09. What We Do in the Shadows (2014)

"A mockumentary about vampires" feels like something in retrospect that was bound to happen in the post-Twilight era of pop culture whether we wanted to see it or not. A major Hollywood studio could have decided they loved the idea, populated the concept with a number of recognizable stars, and pumped it out as a quick cash-in. Thankfully for all of us, a group of goofballs from New Zealand got to it first.

What We Do in the Shadows succeeds not by doing everything we'd never expect from its concept, but by doing all of the things we'd expect in rather unexpected ways. From the moment we meet this strange little coven of vampire pals they're doing things like cheering "Yes, night time!" when they peer through the curtains and scolding each other for the mundane sin of not cleaning up after their victims. The film hits all those vampire comedy notes you'd expect, right down to the vampire hunter sneaking in through the basement, but it reveals in a cheerful sense of the ordinary that drives its comedic performances to new heights of weird brilliance.

10. The Love Witch (2016)

We've talked a little in this discussion of cult films about movies that work very hard to create a specific tone, often so specific that certain viewers simply can't wrap their heads around it. Even in the company of these other films, though, The Love Witch goes above and beyond with its sense of visual, tonal, and thematic specificity, so much so that the film itself often feels like a time machine in the best possible way.
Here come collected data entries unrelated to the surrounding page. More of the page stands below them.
PR #623, opened 2023-10-19
Fix #622

### LINKED ISSUE #622: ARM - compilation error when copying reg ptr into the stack
When I compile the following program: 

```
u32[1] C = {1};

export fn main() -> reg u32
{
  reg ptr u32[1] Cp;
  stack ptr u32[1] Cps;
  reg u32 c;

  Cp = C;
  Cps = Cp;
  Cp = Cps;
  c = Cp[0];
  return c;
}
```

I get:
```
, line 10 (2-11):
asmgen: instruction ADD is given incompatible args.
Allowed args are:
  [[reg]; [reg]; [reg]]
  [[reg]; [reg]; [imm 32]]
```

Line 10, corresponds to ` Cps = Cp;`.

Is seems that it is not possible to move a reg ptr into the stack. Is this a bug?

bgregoir:
This patch as the advantage to fixes the current problem, but I think it is not the write way to do it. 
I think, the best will be to introduce speudo instruction in arm:
   x = #lea e 
   this one can be decomposed in a sequence of addition with shift.
   ie x = #lea (y + z << i + c) 
   ---->
      x = #ADD(y, z << i);
      x = #ADD(x, c);

   x = #lea (y + c) 
   ---->
   x = #ADD(y, c);   // if c is to large we can use x to compute it.

and 
   x = #GMOV e 
this 
   can become either a LDR or a STR or a MOV  depending of the source e and destination x.

The current patch poorly do that.

### DIFF
--- a/CHANGELOG.md
+++ b/CHANGELOG.md
@@ -85,6 +85,10 @@
 - Fix extraction to easycrypt on "for loop" that modifies the loop counter
   ([PR 616](https://github.com/jasmin-lang/jasmin/pull/616).
 
+- Fix instruction selection for stack-allocation on ARM
+  ([PR 623](https://github.com/jasmin-lang/jasmin/pull/623);
+  fixes [#622](https://github.com/jasmin-lang/jasmin/issues/622)).
+
 ## Other changes
 
 - Pretty-printing of Jasmin programs is more precise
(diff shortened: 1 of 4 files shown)


bgregoir:
It seem that I did not start from the good branch...

PR #627, opened 2023-10-25
Check branches of inline conditionals in the SCT checker

sarranz:
I think the example I added should fail, is it so?


vbgl (approved):
Well spotted. Generally speaking, we have to write simple test cases for the SCT checker (both positive and negative tests).

sarranz:
> Well spotted. Generally speaking, we have to write simple test cases for the SCT checker (both positive and negative tests).

Do you mean I should simplify the example I added?

PR #629, opened 2023-10-30
SCT checker: check the condition of a while after checking the first branch

sarranz:


compiler/tests/sct-checker/success/while.jazz
```diff
@@ -0,0 +1,15 @@
+fn while_first_branch(
+    #public reg u64 pub,
+    #secret reg u64 sec
+) ->
+    #public reg u64
+{
+    reg bool b;
+    b = 0 <= sec;
```
vbgl, line 8: Please use a non-trivial condition here.

sarranz: Thanks, done.

vbgl (approved):

PR #631, opened 2023-10-31
Stack zeroization on main with proofs

eponier:
This is (finally...) stack zeroization on latest main with proofs. The code is the last version (the one that makes Valgrind happy). The separation in commits should be meaningful.

I tried to consistently rename every "clear stack" to "stack zero".

The arm part is missing for the moment, so I put the PR as a draft for now.


eponier:
ARM part done. The PR is ready!

bgregoir:
Great, I will try to read it soon.

proofs/compiler/compiler_proof.v
```diff
@@ -712,38 +857,63 @@ Lemma compile_prog_to_asmP
             -> exists xm',
                 [/\ asmsem_exportcall xp fn xm xm'
                   , mem_agreement m' (asm_mem xm') (asm_rip xm') (asm_globs xp), asm_scs xm' = scs'
+                  , (cparams.(stack_zero_info) fn <> None ->
```
bgregoir, line 860: I think this is not very nice to use cparams.(stack_zero_info) here.
Because there is no guaranties on its value.
I think we should add a boolean flag in the function (source level) and refers to it. So we will have the guaranty that if the source function is annotated then the stack is cleared.

bgregoir (commented):
I will not block the PR for my remark but it should be added in the TODO list.
I think it would be nice if some other reviewer are agree that the final lemma is what we want.

sarranz:
I reviewed the statements (not proofs) of the lemmas in this PR and they look good to me.

bgregoir (approved):

PR #635, opened 2023-11-03
Change Cassgn error message in linearization

sarranz:
In response to the last few questions on Zulip. I know that Lowering is not necessarily the culprit here, so the error message might be misleading (although I believe that the passes after Lowering no longer introduce assignments). But I think the worst case scenario is what currently happens: get confused, have to ask on Zulip.

### DIFF
--- a/compiler/tests/fail/x86-64/shift.jazz
+++ b/compiler/tests/fail/x86-64/shift.jazz
@@ -1,0 +1,7 @@
+export
+fn main() -> reg u64 {
+    reg u64 x;
+    x = 1;
+    x <<= x;
+    return x;
+}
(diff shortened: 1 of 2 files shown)


vbgl:
It is true that the error message could be improved. An other thing to be done is to add some explanation in the [FAQ](https://github.com/jasmin-lang/jasmin/wiki/FAQ#how-to-debug-compilation-errors).

sarranz:
Good idea, I will add a section in the FAQ in this PR shortly.

eponier:
A better naming is good, but probably the good fix (in most of the cases) is to fail at lowering explaining why the compiler cannot lower a given instruction.

bgregoir (approved):

vbgl:
The hint “try using an intrinsic” is certainly misleading. I prefer the message that was there before.

bgregoir:
You means "assign remains" ?

vbgl:
Yes.

PR #639, opened 2023-11-07
Register-allocation: fix handling of condition registers

### LINKED ISSUE #615: Register allocation and ?{} syntax
This program
```
export
fn main(reg u64 x) -> reg u64 {
    reg bool lt;

    ?{ "<u" = lt } = #CMP(x, 10);

    while (lt) {
        x += 2;
        ?{ "<u" = lt } = #CMP(x, 10);
    }

    x = x;
    return x;
}
```
gives `compilation error: register allocation: variables { lt.238; lt.226 } remain unallocated`, but if we change one (or both) of the `?{ }` operators by `_, lt, _, _, _` then it compiles correctly.

vbgl:
Fixes #615

### DIFF
--- a/CHANGELOG.md
+++ b/CHANGELOG.md
@@ -89,6 +89,10 @@
   ([PR 623](https://github.com/jasmin-lang/jasmin/pull/623);
   fixes [#622](https://github.com/jasmin-lang/jasmin/issues/622)).
 
+- Fix handling of “condition” registers in register-allocation
+  ([PR 639](https://github.com/jasmin-lang/jasmin/pull/639);
+  fixes [#615](https://github.com/jasmin-lang/jasmin/issues/615)).
+
 ## Other changes
 
 - Pretty-printing of Jasmin programs is more precise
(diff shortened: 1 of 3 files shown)


bgregoir (commented):
Hi Vincent, 
   We can merge this because it is very simple. 
   Remark that it does not really solve the problem because if you replace <u by <=u it does not work anymore. 
   My impression is that the real problem come from the propagation of reg bool variable.
   Maybe what we should do is first do a pass that will "allocate the flag" first. Then 
   progagation of inline bool variable may work better.

bgregoir (commented):
To be clearer if you take this program:
fn main(reg u64 x) -> reg u64 {
    reg bool lt;

    

    while 
    {
       ?{ "<=u" = lt } = #CMP(x, 10); 
    } (lt) {
       x += 2;
    }

    x = x;
    return x;
}
Then it compiles perfectly.

vbgl:
I agree that this patch does not fix the issue.

PR #643, opened 2023-11-12
ARM: Add BFI and BFC

sarranz:
Please double check the EasyCrypt part, I'm really not familiar with it.


bgregoir (commented):
I think the semantic is correct, do you think there is an easy way to write it using a style closer to the arm semantic

bgregoir (approved):

PR #644, opened 2023-11-12
ARM: Add signed multiply halfwords instructions

### LINKED ISSUE #358: Add ARM Cortex M4 instructions for subword multiplication
- [x] SMULBB, SMULBT, SMULTB, SMULTT
- [x] SMLABB, SMLABT, SMLATB, SMLATT
- [x] SMULWB, SMULWT

sarranz:
Closes #358.

### DIFF
--- a/eclib/JModel_m4.ec
+++ b/eclib/JModel_m4.ec
@@ -250,6 +250,58 @@ op SMMULR (x y: W32.t) : W32.t =
   W32.of_int (IntDiv.(%/) (to_sint x * to_sint y + 2 ^ 31) (2 ^ 32)).
 op SMMULRcc x y g o = if g then SMMULR x y else o.
 
+op get_hw (is_hi: bool) (x: W32.t) : W16.t =
+  W2u16.\bits16 x (if is_hi then 1 else 0).
+
+op smul_hw (hwx hwy: bool) (x y: W32.t) : W32.t =
+  let x = to_sint (get_hw hwx x) in
+  let y = to_sint (get_hw hwy y) in
+  W32.of_int (x * y).
+op smul_hwcc hwx hwy x y g o = if g then smul_hw hwx hwy x y else o.
+
+abbrev SMULBB = smul_hw false false.
+abbrev SMULBBcc = smul_hwcc false false.
+
+abbrev SMULBT = smul_hw false true.
+abbrev SMULBTcc = smul_hwcc false true.
+
+abbrev SMULTB = smul_hw true false.
+abbrev SMULTBcc = smul_hwcc true false.
+
+abbrev SMULTT = smul_hw true true.
+abbrev SMULTTcc = smul_hwcc true true.
+
+op smla_hw (hwx hwy: bool) (x y acc: W32.t) : W32.t =
+  let x = to_sint (get_hw hwx x) in
+  let y = to_sint (get_hw hwy y) in
+  W32.of_int (x * y + to_sint acc).
+op smla_hwcc hwx hwy x y acc g o = if g then smla_hw hwx hwy x y acc else o.
+
+abbrev SMLABB = smla_hw false false.
+abbrev SMLABBcc = smla_hwcc false false.
+
+abbrev SMLABT = smla_hw false true.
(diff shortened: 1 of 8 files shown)


proofs/compiler/arm_instr_decl.v
```diff
@@ -1040,6 +1056,89 @@ Definition arm_SMMULR_instr : instr_desc_t :=
...
+    id_eq_size := refl_equal;
+    id_tin_narr := refl_equal;
+    id_tout_narr := refl_equal;
+    id_check_dest := refl_equal;
+    id_str_jas := pp_s (string_of_arm_mnemonic mn);
+    id_safe := [::];
+    id_pp_asm := pp_arm_op mn opts;
+  |}.
+
+Definition arm_smla_hw_semi (hwn hwm : bool) (wn wm acc : wreg) : exec wreg :=
```
bgregoir, line 1090: I think smla also set the sign overflow flag.

bgregoir (commented):
I think the current semantic is wrong. Also, I do not like the fact that we add 4 versions of the "same" operation. Is it possible to add only a single parametric constructor ?

proofs/compiler/arm_instr_decl.v
sarranz: It sets the saturate flag, `Q`. Back in 2021 we decided not to model it because we weren't interested in having any of the instructions that read from it. I can add it, but we still won't be able to do anything with it I think.

bgregoir: Ok, I forgot that.

sarranz:
I introduced 3 parametric mnemonics, and redefined the semantics so that it coincides more directly with the ARM documentation.
I don't know if my definition of `split_32_2x16` is ideal, same with the use of `\bits16` in EasyCrypt.
Also, unrelated, I added conditional to the test of CLZ.

eclib/JModel_m4.ec
```diff
@@ -250,6 +250,50 @@ op SMMULR (x y: W32.t) : W32.t =
   W32.of_int (IntDiv.(%/) (to_sint x * to_sint y + 2 ^ 31) (2 ^ 32)).
 op SMMULRcc x y g o = if g then SMMULR x y else o.
 
+abbrev get_hw (is_hi: bool) (x: W32.t) : W16.t =
```
bgregoir, line 253: I know we have discussed this, and maybe I confuse you.
I think smul_hw should not be an abbrev because it is the generic definition. 
I think also that you can define the generic definition
op smul_hwcc hwx hwy x y g o = 
   if g then smul_hw hwx hwy x y else o.
op smula_hw hwx hwy x y acc = smul_hw x y + acc.
op smula_hwcc hwx hwy x y acc g o = if g then smula_hw x y else o.
then all definitions become simpler.

bgregoir (commented):
Excepted that, I think it is ok.

proofs/lang/word.v
```diff
@@ -1290,6 +1290,9 @@ Definition split_vec {sz} ve (w : word sz) :=
   let wsz := (sz %/ ve + sz %% ve)%nat in
   [seq subword (i * ve)%nat ve w | i <- iota 0 wsz].
 
+Definition split_32_2x16 (w : u32) : u16 * u16 :=
+  if split_vec 16 w is [:: w0; w1 ] then (w0, w1) else (0, 0)%R.
+
```
vbgl, line 1295: I think that this function is not needed.

sarranz: What could I use instead?

vbgl: Nothing. Just inline the definition at the single call-site.

sarranz: Oh ok, good

eclib/JModel_m4.ec
sarranz: I've just changed this, I did not use `smul_hw` to defined `smla_hw` to be consistent with the reference and Coq code (addition for Z instead of words).

bgregoir (approved):

PR #646, opened 2023-11-15
Simplify reg_in_vars proofs

sarranz:


proofs/lang/var.v
```diff
@@ -390,6 +390,16 @@ Lemma Sv_diff_empty s :
   Sv.Equal (Sv.diff s Sv.empty) s.
 Proof. SvD.fsetdec. Qed.
 
+Lemma enum_in_Sv X (_ : finTypeC X) to_var s x :
+  Sv.Subset (sv_of_list to_var cenum) s ->
+  Sv.In (to_var x) s.
+Proof.
+  have : List.In x cenum.
```
sarranz, line 397: I use List.In instead of (_ \in _) because I can't convince Coq that X is an eqType without extra commands before. Is there a way of doing this?

vbgl (approved):

proofs/lang/var.v
vbgl: Do you want to solve this before merging?

vbgl: I’ve just pushed a new proof. The explicit argument to `map_f` is still a bit annoying.

What do you think?

sarranz: Looks better, thanks! I think we can merge

PR #647, opened 2023-11-15
Move expected SCT errors to individual files, add an annotation to exclude functions from test cases

sarranz:
I propose to move the test cases for SCT error messages to individual files.
With the current single file, every time I edited a test case all line numbers changed
Besides, we need to keep the list in sct_errors.ml updated

I added an annotation to exclude auxiliary functions from the tests. Before we were using the inline annotation for this, but for some cases the checker acts differently on inline functions and subroutines, so it would be good to be able to test both.


vbgl (commented):
Please amend the README to reflect the `inline` → `#[test = nosct]` change.

If the motivation for scattering the test case into many files is line numbers, there might be a better fix (e.g., that just deals with line numbers / formatting of error messages).

sarranz:
I'm open to suggestions on how to deal with just line numbers instead

vbgl:
See #648.

sarranz:
I think that's better, thanks! I'll do a separate PR for the annotation part

PR #651, opened 2023-11-21
SCT checker: Fix inference of for loops

sarranz:
This error made the checker reject the test cases I added. The fix triggered the error message I changed which was rather confusing in the original phrasing.


vbgl (approved):
Nice catch. Thanks.

PR #653, opened 2023-11-22
Exit alt ergo

vbgl:


bgregoir (commented):
What is the motivation of removing alt-ergo?

vbgl:
It is not needed.

It’s latest version is not supported by any known version of why3, so it will bring trouble when we want to update.

vbgl:
Alright. Let’s keep our CI environment bloated.

I’ve removed the second commit and only left the first one, which should not be controversial.

PR #1047, opened 2025-02-07
ToEC: deprecate mode CTG

vbgl:


cassiersg (dismissed):
Looks good to me.

compiler/examples/gimli/proofs/Makefile
```diff
@@ -2,33 +2,27 @@ ECARGS ?= -I Jasmin:../../../../eclib
 
 JASMIN2EC := ../../../jasmin2ec
 
-CT_MODE ?= CT
-GIMLI_CT = gimli_$(shell echo $(CT_MODE) | tr A-Z a-z).ec
-
 .SUFFIXES: .jazz .ec
 
-all: ct gimli_arm.ec gimli_x86.ec gimli_x86_ct.ec gimli_arm_ct.ec gimli_avx.ec gimli_avx_ct.ec
+all: gimli_ct.ec gimli_arm.ec gimli_x86.ec gimli_x86_ct.ec gimli_arm_ct.ec gimli_avx.ec gimli_avx_ct.ec
```
eponier, line 7: gimli_ct.ec is not a target. Could you also use the same order for the dependencies of `all` and for the declaration of the targets. It helps checking that everything is fine.

compiler/entry/jasmin2ec.ml
```diff
@@ -59,7 +59,7 @@ let model =
     $(b,CT): Functions additionally return timing-observable leakage for
     'cryptographic constant time' (if/while conditions, memory access
     addresses, array indices, for loop bounds).
-    $(b,CTG): Cryptographic constant time leakage is added to a
+    (Deprecated) $(b,CTG): Cryptographic constant time leakage is added to a
```
eponier, line 62: As far as I understand, `doc` is for one-line description of an argument. You should use `man` to give a detailed explanation (and start a new paragraph for each possible argument to have a nice-looking man page). But this orthogonal to this PR.

vbgl: The [`info`](https://erratique.ch/software/cmdliner/doc/Cmdliner/Arg/index.html#val-info) value does not accept any `~man` argument, does it?

compiler/examples/gimli/proofs/Makefile
vbgl: I think I’ve addressed your comment: removed `gimli_ct.ec` from the list & sort it according to the order below.

compiler/entry/jasmin2ec.ml
eponier: Indeed, sorry, I was confused by the `info` function in `Cmd`.

eponier (approved):

PR #1052, opened 2025-02-14
Use elpi.derive instead of "Scheme Equality"

eponier:
elpi.derive is much faster on inductives with many constructors. This is particularly interesting for type x86_op which has more than 100 constructors.

### DIFF
--- a/proofs/_CoqProject
+++ b/proofs/_CoqProject
@@ -15,6 +15,7 @@
 -arg "-w -deprecated-since-mathcomp-2.3.0"
 -arg "-w -deprecated-from-Coq"
 -arg "-w -deprecated-dirpath-Coq"
+-arg "-async-proofs off"
 
 -R 3rdparty Jasmin
 -R arch Jasmin
--- a/proofs/compiler/arm_lowering_proof.v
+++ b/proofs/compiler/arm_lowering_proof.v
@@ -550,13 +550,16 @@ Proof.
       by rewrite /exec_sopn /= truncate_word_le // /= zero_extend_u.
     done.
 
-  t_xrbindP=> wbase' vbase hgetx hbase woff' voff hseme hoff wres hread ? hw;
-    subst ws''.
+  apply: rbindP => wbase'.
+  apply: rbindP => vbase hgetx hbase.
+  apply: rbindP => woff'.
+  apply: rbindP => voff hseme hoff.
+  apply: rbindP => wres hread /= /ok_word_inj [? hw]; subst ws''.
   move: hbase => /to_wordI [ws0 [wbase [? /truncate_wordP [hws0 ?]]]];
     subst wbase' vbase.
   move: hoff => /to_wordI [ws1 [woff [? /truncate_wordP [hws1 ?]]]];
     subst woff' voff.
-  move: hw => [?]; subst wres.
+  move: hw => /= ?; subst wres.
 
   split; last done.
   clear hfve.
@@ -1121,13 +1124,17 @@ Proof.
   case: b hw hwrite12' => hw hwrite12'.
   - move: hexeces.
     rewrite /exec_sopn /=.
-    case: ves => [// | ? []]; t_xrbindP=> //= v _ -> /= [->] ?; subst ws''.
-    move=> [?]; subst v.
+    case: ves => [// | ? []]; last by t_xrbindP.
+    apply: rbindP => v /=.
+    apply: rbindP => _ -> [->] /ok_inj /(f_equal (head (Vbool true))) /= /Vword_inj [?]; subst ws''.
+    move=> /= ?; subst v.
     by rewrite truncate_word_le.
   move: hexeces.
   rewrite /exec_sopn /=.
-  case: ves => [// | ? []]; t_xrbindP=> //= v _ -> /= [->] ?; subst ws''.
-  move=> [?]; subst v.
+  case: ves => [// | ? []]; last by t_xrbindP.
+  apply: rbindP => v /=.
+  apply: rbindP => _ -> [->] /ok_inj /(f_equal (head (Vbool true))) /= /Vword_inj [?]; subst ws''.
+  move=> /= ?; subst v.
   by rewrite truncate_word_le.
 Qed.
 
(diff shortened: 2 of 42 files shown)


proofs/_CoqProject
```diff
@@ -15,6 +15,7 @@
 -arg "-w -deprecated-since-mathcomp-2.3.0"
 -arg "-w -deprecated-from-Coq"
 -arg "-w -deprecated-dirpath-Coq"
+-arg "-async-proofs off"
```
eponier, line 18: Oops, should not be there.

proofs/compiler/stack_alloc.v
```diff
@@ -105,19 +107,15 @@ End CmpR.
 Module Mr := Mmake CmpR.
 
 (* ------------------------------------------------------------------ *)
+#[only(eqbOK)] derive Z.
```
eponier, line 110: We may want to move that elsewhere. In utils?

proofs/compiler/x86_lowering_proof.v
```diff
@@ -176,6 +176,11 @@ Section PROOF.
     end.
   Qed.
 
+  Lemma cons_inj {A} {x1 x2 : A} (s1 s2 : seq A) :
```
eponier, line 179: We may want to move this to utils.

proofs/lang/type.v
```diff
@@ -147,7 +143,7 @@ Module CEDecStype.
     | sword w1 =>
       match t2 as t0 return {sword w1 = t0} + {True} with
       | sword w2 =>
-        match wsize_eq_dec w1 w2 with
+        match Bool.reflect_dec _ _ (wsize_eqb_OK w1 w2) with
```
eponier, line 146: In the end, I reintroduced `wsize_eq_dec` so this change is not needed.

proofs/lang/type.v
```diff
@@ -169,7 +167,7 @@ Module CEDecStype.
     + case: pos_dec (@pos_dec_r n n' I) => [Heq _ | [] neq ] //=.
       move => _; apply/eqP => -[].
       by move/eqP: (neq erefl).
-    case: wsize_eq_dec => // eqw.
+    case: Bool.reflect_dec => // eqw.
```
eponier, line 170: idem

proofs/compiler/arm_lowering_proof.v
```diff
@@ -1121,13 +1124,17 @@ Proof.
   case: b hw hwrite12' => hw hwrite12'.
   - move: hexeces.
     rewrite /exec_sopn /=.
-    case: ves => [// | ? []]; t_xrbindP=> //= v _ -> /= [->] ?; subst ws''.
-    move=> [?]; subst v.
+    case: ves => [// | ? []]; last by t_xrbindP.
+    apply: rbindP => v /=.
+    apply: rbindP => _ -> [->] /ok_inj /(f_equal (head (Vbool true))) /= /Vword_inj [?]; subst ws''.
```
eponier, line 1129: TODO: use `cons_inv` instead

proofs/compiler/arm_lowering_proof.v
```diff
@@ -1121,13 +1124,17 @@ Proof.
...
+    move=> /= ?; subst v.
     by rewrite truncate_word_le.
   move: hexeces.
   rewrite /exec_sopn /=.
-  case: ves => [// | ? []]; t_xrbindP=> //= v _ -> /= [->] ?; subst ws''.
-  move=> [?]; subst v.
+  case: ves => [// | ? []]; last by t_xrbindP.
+  apply: rbindP => v /=.
+  apply: rbindP => _ -> [->] /ok_inj /(f_equal (head (Vbool true))) /= /Vword_inj [?]; subst ws''.
```
eponier, line 1136: idem

eponier:
Note to self: it seems we can remove `eq_axiom_of_scheme`.

proofs/_CoqProject
eponier: removed

proofs/compiler/x86_lowering_proof.v
eponier: removed

proofs/lang/type.v
eponier: reverted

proofs/lang/type.v
eponier: reverted

proofs/compiler/arm_lowering_proof.v
eponier: removed

proofs/compiler/arm_lowering_proof.v
eponier: removed

eponier:
I rebased on top of main. For some reason, I need to add some `clear` before `lia` to prevent the tactic from capturing some section variables that it did not capture before.

eponier:
I have reached a reasonable state. But I'm stuck on one thing. It works on my machine, but not in the CI because of the version of coq-elpi (CI uses 2.2.0). There are some errors related to scopes that I fixed [upstream](https://github.com/LPCIC/coq-elpi/pull/647) but the fix is only from 2.2.1. It is easy to write a backward compatible fix. But there is another problem that I mentioned above. For some reason, coq-elpi.2.2.x is bugged.

So the only sensible fix I see is to require a more recent version of coq-elpi. But maybe for that we have to wait the next release of nixos in the coming weeks (this is what I get from the name 25.05). @vbgl, what do you think?

vbgl:
What versionr of coq-elpi are known to work? I’ve just tried with 2.2.3 and got:
~~~
File "./compiler/arm_instr_decl.v", line 78, characters 0-3921:
Error: The elpi tactic/command derive failed without giving a specific error
message. Please report this inconvenience to the authors of the program.
~~~

eponier:
From 2.3.

vbgl:
There is no need for a major update of nixkpgs: a minor one should be enough.

eponier:
And thanks for taking care of updating the deps, once more!

eponier:
Indeed, give me 5 minutes.

vbgl (approved):
Thanks.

Writer and director Anna Biller pours so much energy into making the film look like it might have been a Hammer production from the late 1960s that you'd be forgiven for thinking that The Love Witch was made 40 years ago. The effect is so dazzling and convincing that you could watch the film with the sound off and simply be entranced by its gorgeous throwback stylings. Dig a little deeper, though, and you find a film that's using that sensibility to say some deep, and often wickedly funny, things about the roles society forces men and women (even witches) into. Throw in a terrific performance from Samantha Robinson in the title role, and you've got one of the most incisive cult films of the decade.